Carolyn Bryant recently admitted that she lied. It was not a little white lie, but a big white lie, the biggest of white lies ever told. A big fat white lie told countless times over the centuries, always to the detriment of African-Americans. Her lie? She said that Emmett Till, a 14 year-old African-American boy, whistled at her. For this lie, Mr. Till died an excruciating, sickening death. (Scroll down on the “Emmett Till” Wikipedia page and you’ll see a picture of Mr. Till in his coffin; his mother insisted on an open casket funeral to show the world what had happened to her son.)
Bryant’s big fat white lie reinforces a truism that was my takeaway from Colson Whitehead’s excellent novel The Underground Railroad: African-Americans live at the pleasure of white Americans. Even when his heroine Cora, a runaway slave, found anti-slavery whites willing to help her escape bondage, some had a different agenda. Some wanted to maintain control over the black population by forced sterilization. One couple would only help Cora by making her a prisoner, keeping her locked away so that others would not discover that they are harboring a fugitive slave. In her attic dungeon, aloft like Rapunzel, she sees what happens to uppity Negroes and the whites who helped them. They become fodder for state-sponsored barbarism and murder in the comfort of the neighborhood park across the street.
Railroad makes another point that stuck with me: when blacks do achieve a level of success, then whites have the right to destroy it.
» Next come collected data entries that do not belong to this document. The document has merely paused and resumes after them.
PR #2350, opened 2021-09-18
Document the potential security issues when using `-r`/`-0`.

pabs3:
Also document how `-r` does separators.

Reported-by: @pcworld
Reported-in: https://github.com/stedolan/jq/issues/1271#issuecomment-920835007

### DIFF
--- a/docs/content/manual/manual.yml
+++ b/docs/content/manual/manual.yml
@@ -196,6 +196,11 @@ sections:
         making jq filters talk to non-JSON-based systems. The output
         values will be separated by a newline (`\n` aka LF) character.
 
+        Please note a **potential security issue** when using this option.
+        Please note that if the selected data of the input JSON contains
+        newline characters then processing of jq output will incorrectly
+        split a single item containing an newline character into two items.
+
       * `--join-output` / `-j`:
 
         Like `-r` but jq won't print a newline after each output.
--- a/docs/content/manual/manual.yml
+++ b/docs/content/manual/manual.yml
@@ -193,7 +193,8 @@ sections:
         With this option, if the filter's result is a string then it
         will be written directly to standard output rather than being
         formatted as a JSON string with quotes. This can be useful for
-        making jq filters talk to non-JSON-based systems.
+        making jq filters talk to non-JSON-based systems. The output
+        values will be separated by a newline (`\n` aka LF) character.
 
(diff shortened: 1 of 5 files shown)


pabs3:
Hmm, the AppVeyor failure seems unrelated to the changes in this PR.

docs/content/manual/manual.yml
```diff
@@ -193,7 +193,13 @@ sections:
...
         will be written directly to standard output rather than being
         formatted as a JSON string with quotes. This can be useful for
-        making jq filters talk to non-JSON-based systems.
+        making jq filters talk to non-JSON-based systems. The output
+        values will be separated by a newline (`\n` aka LF) character.
+
+        Please note a **potential security issue** when using this option.
+        Please note that if the selected data of the input JSON contains
+        newline characters then processing of jq output will incorrectly
+        split a single item containing an newline character into two items.
```
vdukhovni, line 202: Frankly, I'm not convinced this is a *security issue*, for example, when CSV output is generated with `@csv`, multi-line output works correctly, because CSV handles multi-line strings correctly.  Similar observations can be made about @html, etc.

Raw strings only have as much structure as is ensured in their construction, and there's nothing `jq`-specific here.  If one wants structured output that won't confuse some downstream parser, one has ensure the right encoding is used, which may or may be JSON.

Thus, if one wants to use `jq` as an `awk` or `sed` replacement working with line-oriented data, one can do that:
```
$ printf -- 'Do it with %s!\n' "sed" |
      jq -Rr 'sub("\\bsed\\b"; "jq"; "g")'
Do it with jq

$ cat /etc/passwd |  # Averaging uids from /etc/passwd is of course nonsense!
     jq -Rrn 'reduce (inputs | [limit(3;splits(":"))] | .[2] | tonumber) as $n ([0, 0]; [.[0]+$n, .[1] + 1])
              | "The average uid is: \(.[0]*1000/.[1] | rint | ./1000)"'
The average uid is: 1715.038
```

So what we have here is that when the output is not JSON it needs to be appropriately encoded for the syntax expected by the consumer. I don't think this really deserves any sort of security warning.

Even with JSON output, if the elements encoded as JSON are sloppily constructed, they may already mediate some sort of "injection" attack.

pabs3:
It is clear that this particular PR isn't acceptable, so closing.

PR #2352, opened 2021-09-29
Cppcheck fix: Missing "va_end" call. 

llansky3:
This was found by running the cppcheck static analysis where it shows as error.

There should be "va_end" call for every "va_start" according to  http://en.cppreference.com/w/c/variadic/va_end.


owenthereal:
LGTM

nicowilliams:
Thanks! And thanks @owenthereal for curating a list of PRs for me to merge.

Issue #595, opened 2023-01-23
update to latest registry + integration tests


enthusiastmartin:
integration test for XYK pools is required to test that sequential ids are still work correctly with new registry where it is offset-ed by some range.

PR #597, opened 2023-01-31
feat: use latest asset registry

Roznovjak:
Fixes: #595

### DIFF
--- a/integration-tests/src/kusama_test_net.rs
+++ b/integration-tests/src/kusama_test_net.rs
@@ -191,6 +191,12 @@ pub fn basilisk_ext() -> sp_io::TestExternalities {
 			(b"MOVR".to_vec(), 1_000u128),
 			(b"NEW_BOOTSRAPPED_TOKEN".to_vec(), 1_000u128),
 		],
+		asset_ids: vec![
+			(b"KSM".to_vec(), 1_000_000u128, 1),
+			(b"aUSD".to_vec(), 1_000u128, 2),
+			(b"MOVR".to_vec(), 1_000u128, 3),
+			(b"NEW_BOOTSRAPPED_TOKEN".to_vec(), 1_000u128, 4),
+		],
 		native_asset_name: b"BSX".to_vec(),
 		native_existential_deposit: existential_deposit,
 	}
@@ -269,6 +275,7 @@ pub fn other_parachain_ext() -> sp_io::TestExternalities {
 
 	pallet_asset_registry::GenesisConfig::<ParachainRuntime> {
 		asset_names: vec![(b"AUSD".to_vec(), 1_000_000u128)],
+		asset_ids: vec![(b"AUSD".to_vec(), 1_000_000u128, 1)],
 		native_asset_name: b"BSX".to_vec(),
 		native_existential_deposit: existential_deposit,
 	}
--- a/integration-tests/src/kusama_test_net.rs
+++ b/integration-tests/src/kusama_test_net.rs
@@ -185,17 +185,11 @@ pub fn basilisk_ext() -> sp_io::TestExternalities {
 	.unwrap();
 
 	pallet_asset_registry::GenesisConfig::<Runtime> {
-		asset_names: vec![
-			(b"KSM".to_vec(), 1_000_000u128),
-			(b"aUSD".to_vec(), 1_000u128),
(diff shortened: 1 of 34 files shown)


enthusiastmartin:
can you somehow test scenario where xyk pool is created prior to the feature which offsets the ids ? 

and that xyk still works correctly ? i don't think xyk constructs the share asset id - only in create pool. but it would be worth to try it.

Roznovjak:
> can you somehow test scenario where xyk pool is created prior to the feature which offsets the ids ?
> 
> and that xyk still works correctly ? i don't think xyk constructs the share asset id - only in create pool. but it would be worth to try it.

I think we can simulate this by creating a pool with given ID which is within the reserved space, and after that create a new pool without specifying ID. What do you think?

Roznovjak:
> > can you somehow test scenario where xyk pool is created prior to the feature which offsets the ids ?
> > and that xyk still works correctly ? i don't think xyk constructs the share asset id - only in create pool. but it would be worth to try it.
> 
> I think we can simulate this by creating a pool with given ID which is within the reserved space, and after that create a new pool without specifying ID. What do you think?

@enthusiastmartin what do you think about it?

enthusiastmartin:
> 

i am sure how you'd create a pool with given id. 

but you could try to create a pool when the offset is set to 0 first, and then change it to 1_000_000 and continue.

Roznovjak:
> > 
> 
> i am sure how you'd create a pool with given id.
> 
> but you could try to create a pool when the offset is set to 0 first, and then change it to 1_000_000 and continue.

I don't think it's possible to do it in the integration tests because we don't use a mock runtime, so we can't use the builder pattern.

integration-tests/src/kusama_test_net.rs
```diff
@@ -191,6 +191,12 @@ pub fn basilisk_ext() -> sp_io::TestExternalities {
 			(b"MOVR".to_vec(), 1_000u128),
 			(b"NEW_BOOTSRAPPED_TOKEN".to_vec(), 1_000u128),
 		],
+		asset_ids: vec![
+			(b"KSM".to_vec(), 1_000_000u128, 1),
+			(b"aUSD".to_vec(), 1_000u128, 2),
+			(b"MOVR".to_vec(), 1_000u128, 3),
+			(b"NEW_BOOTSRAPPED_TOKEN".to_vec(), 1_000u128, 4),
+		],
```
apopiak, line 199: Same comment as in another PR for hydradx from Martin: Tokens should be in `asset_names` OR `asset_ids`, otherwise it will be registered twice. Sorry for making that non-obvious in my changes to the pallet.

enthusiastmartin:
@Roznovjak it looks ok to me. however i would like to see a test like mentioned above. 

where there is a pool with share token not offseted ( like created before this upgrade)

i believe you can do that in the actual xyk tests ( not integration tests) since it uses pallet-asset-registry in the tests:
1. create a pool
2. manually change the id of share asset id in the storage to simulate such scenario ( in the registry as well as in the xyk storage )
3. and make sure it all works with that share asset id.

integration-tests/src/kusama_test_net.rs
Roznovjak: Ok. I'm going to update the pallet so we can include that change in this PR.

pallets/xyk-liquidity-mining/benchmarking/src/mock.rs
```diff
@@ -344,7 +346,7 @@ impl ExtBuilder {
 		.unwrap();
 
 		pallet_asset_registry::GenesisConfig::<Test> {
-			asset_names: vec![(b"KSM".to_vec(), 1_000), (b"DOT".to_vec(), 1_000)],
+			registered_assets: vec![(b"KSM".to_vec(), 1_000, Some(1)), (b"DOT".to_vec(), 1_000, Some(2))],
```
apopiak, line 349:
```suggestion
			registered_assets: vec![(b"KSM".to_vec(), 1_000, Some(KSM)), (b"DOT".to_vec(), 1_000, Some(2))],
```
probably introduce `pub const DOT: AssetId = 2;` and use that for the initialization here, too?

apopiak (approved):
LGTM, thanks for doing the update :pray:

PR #604, opened 2023-03-01
feat: reduce enactment period

green-jay:
+ separate vote locking from enactment period
+ shorten enactment period from 6 days to 12 hours


runtime/common/src/lib.rs
```diff
@@ -187,7 +187,9 @@ parameter_types! {
 	pub const VotingPeriod: BlockNumber = 3 * DAYS;
 	pub const FastTrackVotingPeriod: BlockNumber = 3 * HOURS;
 	pub const MinimumDeposit: Balance = 1000 * DOLLARS;
-	pub const EnactmentPeriod: BlockNumber = 6 * DAYS;
+	pub const EnactmentPeriod: BlockNumber = 12 * HOURS;
+	// Make sure VoteLockingPeriod > EnactmentPeriod
+	pub const VoteLockingPeriod: BlockNumber = 3 * DAYS;
```
jak-pan, line 192: shouldn't this be 6?

PR #608, opened 2023-04-03
feat: Introduce Tinkernet multisig XCM configs

arrudagates:
This PR adds the XCM configs necessary to allow Tinkernet multisigs to transact on Basilisk, the following are the added configs:

### In Barrier
```rust
invarch_xcm_builder::AllowPaidTinkernetMultisig,
```
This barrier first checks if the XCM origin is a Tinkernet multisig matching the following MultiLocation pattern
```rust
MultiLocation {
    parents: _,
    interior: Junctions::X3(
        Junction::Parachain(2125),
        Junction::PalletInstance(71),
        Junction::GeneralIndex(_)
    )
}
```
And then it checks if the instructions in the message contain a DescendOrigin followed by WithdrawAsset and BuyExecution to ensure the multisig is paying the proper fees for execution in Basilisk.

### In LocationToAccountId
```rust
invarch_xcm_builder::TinkernetMultisigAsAccountId<AccountId>,
```
This MultiLocation converter derives an AccountId for locations matching the one referred above in the barrier, it does so by using the same exact derivation function used in Tinkernet, this is important to make sure the multisigs maintain the same address across all chains, providing the best UX possible.
Because this derivation happens in Basilisk, it means the whole process is trustless and removes any possibility of account impersonation!

### In XcmOriginToCallOrigin
```rust
invarch_xcm_builder::DeriveOriginFromTinkernetMultisig<Origin>,
```
Same as explained above, except here we need to derive the AccountId and wrap it with a RawOrigin::Signed origin so this account can transact in Basilisk.

### DIFF
--- a/Cargo.lock
+++ b/Cargo.lock
@@ -1205,7 +1205,7 @@ dependencies = [
 
 [[package]]
 name = "common-runtime"
-version = "2.3.7"
+version = "2.3.8"
 dependencies = [
  "cumulus-pallet-xcmp-queue",
  "frame-support",
@@ -3428,8 +3428,8 @@ dependencies = [
 
 [[package]]
 name = "hydra-dx-math"
-version = "5.1.4"
-source = "git+https://github.com/galacticcouncil/HydraDX-math?rev=a0cd48c26dca53e7e351434276c572d70ffd0b72#a0cd48c26dca53e7e351434276c572d70ffd0b72"
+version = "7.0.0"
+source = "git+https://github.com/galacticcouncil/HydraDX-math?rev=84632c3c7b71e16d53240e4bdc2adc693c941916#84632c3c7b71e16d53240e4bdc2adc693c941916"
 dependencies = [
  "fixed",
  "num-traits",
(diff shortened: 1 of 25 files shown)


vgantchev:
@arrudagates can you pls bump versions at these places:

- [ ] https://github.com/arrudagates/Basilisk-node/blob/master/runtime/basilisk/Cargo.toml#L3
- [ ] https://github.com/arrudagates/Basilisk-node/blob/master/runtime/basilisk/src/lib.rs#L114
- [ ] https://github.com/arrudagates/Basilisk-node/blob/master/runtime/testing-basilisk/Cargo.toml#L3
- [ ] https://github.com/arrudagates/Basilisk-node/blob/master/runtime/testing-basilisk/src/lib.rs#L132

vgantchev:
can we expect that the multisig dependencies will be supported in the future and upgraded to latest polkadot versions which will allow us to upgrade them simultaneously?

arrudagates:
> @arrudagates can you pls bump versions at these places:

Done!

mrq1911:
> Is there something wrong with GitHub actions? I see it gives out a "No space left" error.
> 
> https://github.com/galacticcouncil/Basilisk-node/actions/runs/4674590667/jobs/8311817703#step:9:869

looks like our CI script cannot run in the github infra (which is used for the PR from fork)

jak-pan:
> > can we expect that the multisig dependencies will be supported in the future and upgraded to latest polkadot versions which will allow us to upgrade them simultaneously?
> 
> Yes, we will implement automatic updates creating branches for every new Polkadot release, similarly to how Parity handles automatic updates of the substrate runtime templates.
> 
> In the longer term I do believe Parity will refactor the Substrate versioning workflow allowing for all the crates to be published to crates.io with semver, which would then mean once the teams migrate from git versions to semver versions there won't be dependency conflicts anymore and you'll be able to simply add our dependency with version `*` and cargo will automagically settle for the best compatible version. We're not there yet and this might be irrelevant to this discussion right now, but I thought I'd share this vision as I've been thinking about Substrate versioning a lot recently 😅

I'm asking for semver for 2+ years :D so hopefully

PR #610, opened 2023-04-19
chore: substrate upgrade to v0.9.38

Roznovjak:
Based on #607.

Notable changes:

- renaming in pallets
  - Event -> RuntimeEvent
  - Origin -> RuntimeOrigin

Cora is menaced by a rabid slave-hunter named Ridgeway, Captain Ahab to her Moby Dick. Ridgeway has an almost spotless record when it comes to capturing runaways and returning them to their plantations. Cora’s mother was the “almost,” the one who eluded Ridgeway’s capture. For this, he wants to make Cora pay by taking her back to her sadistic master in Georgia by any means necessary.
Ridgeway is a jewel of a villain, well drawn out and vicious. But he also has a curiously calm side, making him even more threatening. When things go his way, he can behave almost civil. But it only takes an instant for him to turn his barbarism on, commit an atrocious act, and then returning to his calm state. Ridgeway believes in maintaining the status quo: a slave is property, like a plough or a table, and it belongs to someone (he always uses the third person pronoun with slaves). Yet he also has a black companion, Homer, sort of his Boy Friday. Ridgeway obtains Homer then buys his freedom. Despite the terrors he commits to other blacks, Ridgeway treats Homer respectfully, and Homer remains loyal to him. I wonder if Ridgeway really sees Homer as a black person at all. Bigots often create exceptions in their minds for black folks that they like.
Ridgeway wants to destroy any freedom blacks enjoy and ultimately longs to destroy the underground railroad itself. Whitehead makes the underground railroad a literal railroad, a locomotive subway with stations buried deep underneath safe houses. Some readers found this a bit over the top, but I thought it a brilliant representation, a perfect foil for his antagonist.
The power Ridgeway possesses is his ability to get like-minded people to follow his audacious lead. This proves critical at the end of the book. And it had me thinking of how whites, jealous, filled with hate, have taken from African-Americans sometimes simply because they could, like Bryant did to Mr. Till. It also explains why I reacted as strongly as I did to the election of Donald Trump as president. It was the ultimate act of cruelty, the sort of thing that haunts blacks and that bigots live for.
In Trump we have Ridgeway’s modern equivalent. He believes that blacks have their place, and so long as they are in that place, things are OK. Otherwise, blacks are uncivilized and live in horrific conditions riddled with crime and drugs. His racist views date back decades, to when he and his father prevented blacks from living in their buildings.
When Barack Obama became president, Trump lost it and started his birther bullshit. He lost it further still when no one took him seriously, people called him a racist, and the President himself mocked him at a White House Correspondents Dinner.
What greater revenge could such a man as Trump have then to get elected president, go into the White House, and destroy everything President Obama ever did. “Make America Great Again,” Trump proclaimed, a foghorn more than a dog whistle, one that harkens back to the age of slave hunters like Whitehead’s Ridgeway.
Trump got away with it because society gave him permission just as it gave Carolyn Bryant permission to lie and get a 14 year-old boy into trouble and murdered. Turning a blind eye to bigotry does not make it go away. It makes it grow. It maintains the status quo for all the Ridgeways, Bryants, and Trumps of the world, making it safe to hate again.